The small sample size was inadequate to formally examine risk factors for late mortality. The two deaths beyond 2 years after transplantation occurred in patients aged 15 and 19 years at the time of transplant and was GVHD-associated. This extends the observation reported in the primary manuscript1 that all GVHD-associated deaths occurred in patients who were transplanted beyond 13 years of age. A higher mortality in SCD patients transplanted beyond the first decade of life (presumably with more advanced disease), and an increasing GVHD risk with age and associated mortality has been previously reported.7 Calcineurin inhibitor and short-course methotrexate based GVHD prophylaxis that was used in this trial is a common regimen that is used with T-depleting antibody-based conditioning where the latter helps provide additional GVHD prophylaxis. In this study however, in vivo T-cell depletion with alemtuzumab which was used 3 weeks prior to transplant targeted immune ablation of the recipient while sparing donor cells to facilitate engraftment due to the higher risk for GR in this non-malignant disorder. As hoped, this supported sustained engraftment despite the RIC regimen. The alemtuzumab however was unable to provide a GVHD sparing benefit.
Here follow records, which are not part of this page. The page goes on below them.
PR #3122, opened 2024-03-13
Better tmpdir cleanup

### LINKED ISSUE #2472: Ollama floods /tmp with unnecessary libraries
This is what my `/tmp` dir looks after a few hours. I have no idea why ollama does this and why no cleanup is in place. ollama version is 0.1.24. haven't noticed this before this release.

image
image

### LINKED ISSUE #2658: Ollama should clear temp files on exit.
Found that upon exiting, Ollama does not delete temporary files, but upon starting, Ollama creates new identical files again. in temp folder ''..AppData\Local\Temp" 

OS: Windows 11

image

### LINKED ISSUE #3051: Error when disk with temp dirs (e.g. `/tmp`) is full
I tested it will start failed, 
image

This causes the systemd to constantly restart this service and download many temporary files that will not be deleted yet

image

key error

```
Error: unable to initialize llm library copy payload llama.cpp/build/linux/x86_64/cuda_v11/lib/libcublasLt.so.11.gz: gzip: invalid checksum
```

dhiltgen:
If expanding the runners fails, don't leave a corrupt/incomplete payloads dir. We now write a pid file out to the tmpdir, which allows us to scan for stale tmpdirs and remove this as long as there isn't still a process running.

Fixes #3051 
Fixes #2472 
Fixes #2658  (indirectly)

Verified on Mac, Linux and Windows.

### DIFF
--- a/gpu/assets.go
+++ b/gpu/assets.go
@@ -1,13 +1,16 @@
 package gpu
 
 import (
+	"errors"
 	"fmt"
 	"log/slog"
 	"os"
 	"path/filepath"
 	"runtime"
+	"strconv"
 	"strings"
 	"sync"
+	"syscall"
 )
 
 var (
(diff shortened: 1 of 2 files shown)


gpu/assets.go
```diff
@@ -19,17 +22,57 @@ func PayloadsDir() (string, error) {
...
 	if payloadsDir == "" {
+		cleanupTmpDirs()
 		tmpDir, err := os.MkdirTemp("", "ollama")
 		if err != nil {
 			return "", fmt.Errorf("failed to generate tmp dir: %w", err)
 		}
+
+		// Track our pid so we can clean up orphaned tmpdirs
+		pidFilePath := filepath.Join(tmpDir, "ollama.pid")
+		pidFile, err := os.OpenFile(pidFilePath, os.O_CREATE|os.O_TRUNC|os.O_WRONLY, os.ModePerm)
```
BruceMacD, line 33: Would there be any harm in making this file read-only for other users?

gpu/assets.go
```diff
@@ -19,17 +22,57 @@ func PayloadsDir() (string, error) {
...
+	for _, d := range dirs {
+		info, err := os.Stat(d)
+		if err != nil || !info.IsDir() {
+			continue
+		}
+		raw, err := os.ReadFile(filepath.Join(d, "ollama.pid"))
+		if err == nil {
+			pid, err := strconv.Atoi(string(raw))
+			if err == nil {
+				if proc, err := os.FindProcess(int(pid)); err == nil && !errors.Is(proc.Signal(syscall.Signal(0)), os.ErrProcessDone) {
```
BruceMacD, line 63: I'm pretty sure this signal check won't work on windows unfortunately, I see you are still going to test that tho

BruceMacD (commented):
Looking good so far, this should help relieve some common issues

gpu/assets.go
dhiltgen: Good point - let me tighten that up.  As long as it's world readable that should be sufficient to handle the multi-user detection.

gpu/assets.go
dhiltgen: On windows, FindProcess will error if it's not running, but on unix systems, it can return a proc for a formerly running process, so you have to use the sig 0 trick to figure out if it's running.  So this code should work on all our platforms (I've tested on all now)

BruceMacD (approved):
Looks good, just an optional debug logging suggestion

PR #3126, opened 2024-03-13
server: replace (":") in blob names with ("-")

### LINKED ISSUE #2032: Unable to pull models on NTFS filesystem
Hi,

### Context
I am running **ollama** using the docker image, but I want to store the models on an external SSD to prevent the container from filling my computer storage.
The way I'm doing it, is that I mount the ` ~/.ollama/` directory of the container into my SSD.

### Issue
Since the docker image is built with Linux as OS, I suppose that the `GOOS` variable is set to `linux` (I found this variable [in code](https://github.com/jmorganca/ollama/blob/d5a73533574acb02069e74f1d01f6775577391bc/server/layers.go#L51)).
The problem is that my SSD is using NTFS filesystem, and the **:** (colon) character from the blobs file name (sha256:f7c4e...) is therefore forbidden.
> Error: open /root/.ollama/models/blobs/sha256:4dc8bd...6e0dac-partial-0: invalid argument

### Proposition
Make the replace condition (colon to hyphen) depends on filesystem, or replace colon by an universal character.

### Disclaimer
I've never developed in GO, so I'm really not sure about the origin of the problem, maybe the issue is very different from what I think. However, downloading the blobs into the container before renaming (in manifest to) and moving them into NTFS filesystem worked. 

### Data
Docker Image: ollama/ollama:latest (sha256:80ed5afc9183bcf3b6c14d38f5b695472bb8af44f2d5fcfba5bbbb4a1a012e72)
Model: mistral:7b
OS: Fedora 37
Storage: External SSD - NTFS
Docker: 24.0.7

bmizerany:
This commit fixes issues where manually moving blobs from one OS that allows colons in file paths to another OS that does not allow colons.

The fix is to replace colons with dashes in the blob names on `ollama serve` but before binding and serving the blobs, and then consistently use the dash-replaced blob names throughout other server operations.

Fixes #2032

### DIFF
--- a/docs/README.md
+++ b/docs/README.md
@@ -3,7 +3,7 @@
 ### Getting Started
 * [Quickstart](../README.md#quickstart)
 * [Examples](../examples)
-* [Importing models](./import.md) from GGUF, Pytorch and Safetensors
+* [Importing models](./import.md)
 * [Linux Documentation](./linux.md)
 * [Windows Documentation](./windows.md)
 * [Docker Documentation](https://hub.docker.com/r/ollama/ollama)


jmorganca:
Awesome!

Note: some clients like the [python](https://github.com/ollama/ollama-python/blob/main/ollama/_client.py#L310) one, and older `ollama` CLIs also use the `sha256:`

mxyng:
I'm not sure what @pdevine's thoughts are but I would prefer to change this only for the file while keeping `:` internally. It would reduce the surface area of this change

The regimen had previously been used in other non-malignant disorders and in HLA-matched sibling donor transplantation for SCD with EFS and OS rates of 90% and 93%, respectively.8 In that setting, chronic GVHD again occurred only in recipients >13 years of age and GVHD-related mortality was noted only in patients >17 years of age at the time of transplant similar to GVHD patterns previously described and encountered in the current study.9,1 Safety was compromised by the high rate of GVHD and associated mortality in older recipients drawing attention to the need for more effective GVHD prophylaxis for this transplant approach.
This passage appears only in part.